Effects of combination therapy of a CDK4/6 and MEK inhibitor in diffuse midline glioma preclinical models.

BACKGROUND: Diffuse midline glioma (DMG) is an incurable brain cancer without a single FDA-approved drug that prolongs survival. CDK4/6 inhibitors have been evaluated in children with DMG with limited efficacy. Since MAPK pathway activation is upstream of cell proliferation, we hypothesized that MEK inhibitors may increase the anti-tumor effects of CDK4/6 inhibitors. Here, we evaluated the efficacy of the CDK4/6 inhibitor ribociclib and the MEK inhibitor trametinib in human and murine DMG models to investigate combinational effects. METHODS: We conducted in vitro and in vivo assays using DMG cell lines from human patient-derived xenografts (PDX) and genetically engineered mouse (GEM) models. In vitro, we assessed synergy across human DMG lines.
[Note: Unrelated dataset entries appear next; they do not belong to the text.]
PR #451, opened 2018-09-25
[2.x] Remove useless check in `WebTestCase::fetchContent`

magnetik:
Given that `$success` is typed as bool, I don't see any usefulness in checking if it's a boolean.


alexislefebvre:
This is probably a check that was added before functions arguments were type-hinted. Thanks!

PR #454, opened 2018-10-02
Fix typo in HttpAssertions::assertValidationErrors

magnetik:
There was only a placeholder for the method and not the class plus they were not in a logical order.


alexislefebvre:
Good catch, thanks! Could you please fix the tests?

PR #459, opened 2018-10-18
Order composer dependencies by name

magnetik:
It's a detail but it helps seeing if a package is there or not.

### DIFF
--- a/composer.json
+++ b/composer.json
@@ -16,30 +16,30 @@
     ],
     "require": {
         "php": "^7.1",
-        "symfony/framework-bundle": "^3.4 || ^4.1",
+        "doctrine/common": "^2.0",
         "symfony/browser-kit": "^3.4 || ^4.1",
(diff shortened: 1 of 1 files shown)


composer.json
```diff
@@ -16,30 +16,30 @@
...
-        "twig/twig": "^2.0",
+        "symfony/monolog-bundle": "^3.1",
+        "symfony/phpunit-bridge": "^3.4 || ^4.1",
+        "symfony/symfony": "^3.4 || ^4.1",
         "theofidry/alice-data-fixtures": "^1.0.1",
-        "jackalope/jackalope-doctrine-dbal": "^1.3",
-        "doctrine/data-fixtures": "^1.3"
+        "twig/twig": "^2.0"
     },
     "suggest": {
```
Jean85: We need to commit the actual option:
```suggestion
    "config": {
        "sort-packages": true
    },
    "suggest": {
```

In vivo, we evaluated therapeutic effects with histological examinations, survival analysis, pharmacokinetic measurements, and RNA-sequencing analysis. RESULTS: In vitro, ribociclib and trametinib had variable synergistic effects against human DMG cell lines. In vivo, a five-day treatment with combination therapy in the GEM DMG model significantly decreased cell proliferation and increased apoptosis compared with the vehicle, with trametinib having mostly cytotoxic effects and ribociclib having primarily cytostatic effects. In addition, a 21-day treatment with combination therapy significantly prolonged mice survival compared with the vehicle in the GEM DMG model (median survival: 112 days vs. 71.5 days, log rank test p = 0.0195). In an orthotopic PDX model, combination therapy did not prolong mice survival compared with vehicle, ribociclib, and trametinib. LC/MS analysis showed adequate drug delivery across the blood-brain-barrier (BBB) into tumor tissue in both GEM and PDX models. Transcriptomic analysis in the GEM model suggests that combination therapy inhibited the MAPK pathway and inflammation. CONCLUSIONS: Combination therapy with ribociclib and trametinib significantly prolonged survival in the GEM model but not in the PDX model, highlighting the importance of testing novel therapies in diverse models.